The problem:
The complete set of records below must be repeated precisely as given.

Data for review START

PR #63, opened 2020-05-29
Update npm packages

EdwinGuzman:
## Description

Updates packages to fix any security issues through `npm audit`. I removed the swagger-related packages because they are not even used in this repo. I can see why they were added there but they were never implemented. Those packages are outdated and gave almost all of the security warnings. For posterity, I use http://editor.swagger.io/ to edit and update the current swagger json and yaml files.

Current audit on `master`:
Screen Shot 2020-05-29 at 3 53 47 PM

Current audit on this branch:
Screen Shot 2020-05-29 at 3 45 41 PM

## Motivation and Context

Resolves [DQ-314](https://jira.nypl.org/browse/DQ-314). No one likes security issues.

## How Has This Been Tested?

Locally ran tests and used postman to verify everything is still working as its suppose to.

## Checklist:


adriana-alter:
Does this necessitate a different start-up process?  When I try to run it, I get this in the terminal:
Screen Shot 2020-06-01 at 2 08 42 PM
And this in the browser:
Screen Shot 2020-06-01 at 2 17 22 PM

EdwinGuzman:
No. That's working fine as is. That error message is a database error but not an error what would crash the app so it's okay to see, and you'll see it on every start once the database is initialized.
You're not meant to view the API in the browser so that's a valid response you see. You can curl or use Postman to hit the endpoints, since they are also authenticated endpoints.

adriana-alter:
In that case, this looks good!

PR #93, opened 2021-03-23
Remove cancel delay acc dis

avsek477:
- remove cancel delay options from accumulate/distribute orders
- removed tests for cancelled delays


robertkowalski (approved):
lgtm

PR #96, opened 2021-03-23
ma crossover: fix cid, use cid helper

robertkowalski:
nonce generation was creating a nonce far too big:

https://github.com/bitfinexcom/bfx-api-node-util/blob/c7fab825b0f4bdf306a5286acd566a5a0936eb0c/lib/nonce.js#L6

error:

```
  bfx:hf:algo:bfx-ma_crossover:1616505422483 cid: invalid +43ms
```


avsek477 (approved):
lgtm

PR #97, opened 2021-03-25
handle "action: disabled" api response

robertkowalski:
in case there is an api error returned with "action disabled"
the algo order would keep running, no atomic orders would get
submitted and no error would be shown.

this PR handles `action: disabled` error responses and sends an
error message to the ui. it also stops the algo order that errors


robertkowalski:
superceded by #98

PR #98, opened 2021-03-25
ws-api: handle unknown errors

robertkowalski:
this catches all unknown errors returned by the api, so the algo
order is shut down properly and does not remain in idle state.

in case there is an api error returned with "action disabled"
the algo order would keep running, no atomic orders would get
submitted and no error would be shown.

this PR handles unknown error responses and sends an
error message to the ui. it also stops the algo order that errors

supercedes #97


avsek477 (approved):
<del> lgtm 
missed this before : https://github.com/bitfinexcom/bfx-hf-algo/pull/98#discussion_r602034379

lib/host/gen_helpers.js
```diff
@@ -231,6 +231,8 @@ const genHelpers = (state = {}, adapter) => {
 
             await adapter.submitOrderWithDelay(connection, retryDelay, order)
           }
+        } else {
+          await state.ev.emit('error:unknown', gid, order, { text })
```
avsek477, line 235: should be `error:unknown_error`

Data for review END

Answer to this exercise:
PR #63, opened 2020-05-29
Update npm packages

EdwinGuzman:
## Description

Updates packages to fix any security issues through `npm audit`. I removed the swagger-related packages because they are not even used in this repo. I can see why they were added there but they were never implemented. Those packages are outdated and gave almost all of the security warnings. For posterity, I use http://editor.swagger.io/ to edit and update the current swagger json and yaml files.

Current audit on `master`:
Screen Shot 2020-05-29 at 3 53 47 PM

Current audit on this branch:
Screen Shot 2020-05-29 at 3 45 41 PM

## Motivation and Context

Resolves [DQ-314](https://jira.nypl.org/browse/DQ-314). No one likes security issues.

## How Has This Been Tested?

Locally ran tests and used postman to verify everything is still working as its suppose to.

## Checklist:


adriana-alter:
Does this necessitate a different start-up process?  When I try to run it, I get this in the terminal:
Screen Shot 2020-06-01 at 2 08 42 PM
And this in the browser:
Screen Shot 2020-06-01 at 2 17 22 PM

EdwinGuzman:
No. That's working fine as is. That error message is a database error but not an error what would crash the app so it's okay to see, and you'll see it on every start once the database is initialized.
You're not meant to view the API in the browser so that's a valid response you see. You can curl or use Postman to hit the endpoints, since they are also authenticated endpoints.

adriana-alter:
In that case, this looks good!

PR #93, opened 2021-03-23
Remove cancel delay acc dis

avsek477:
- remove cancel delay options from accumulate/distribute orders
- removed tests for cancelled delays


robertkowalski (approved):
lgtm

PR #96, opened 2021-03-23
ma crossover: fix cid, use cid helper

robertkowalski:
nonce generation was creating a nonce far too big:

https://github.com/bitfinexcom/bfx-api-node-util/blob/c7fab825b0f4bdf306a5286acd566a5a0936eb0c/lib/nonce.js#L6

error:

```
  bfx:hf:algo:bfx-ma_crossover:1616505422483 cid: invalid +43ms
```


avsek477 (approved):
lgtm

PR #97, opened 2021-03-25
handle "action: disabled" api response

robertkowalski:
in case there is an api error returned with "action disabled"
the algo order would keep running, no atomic orders would get
submitted and no error would be shown.

this PR handles `action: disabled` error responses and sends an
error message to the ui. it also stops the algo order that errors


robertkowalski:
superceded by #98

PR #98, opened 2021-03-25
ws-api: handle unknown errors

robertkowalski:
this catches all unknown errors returned by the api, so the algo
order is shut down properly and does not remain in idle state.

in case there is an api error returned with "action disabled"
the algo order would keep running, no atomic orders would get
submitted and no error would be shown.

this PR handles unknown error responses and sends an
error message to the ui. it also stops the algo order that errors

supercedes #97


avsek477 (approved):
<del> lgtm 
missed this before : https://github.com/bitfinexcom/bfx-hf-algo/pull/98#discussion_r602034379

lib/host/gen_helpers.js
```diff
@@ -231,6 +231,8 @@ const genHelpers = (state = {}, adapter) => {
 
             await adapter.submitOrderWithDelay(connection, retryDelay, order)
           }
+        } else {
+          await state.ev.emit('error:unknown', gid, order, { text })
```
avsek477, line 235: should be `error:unknown_error`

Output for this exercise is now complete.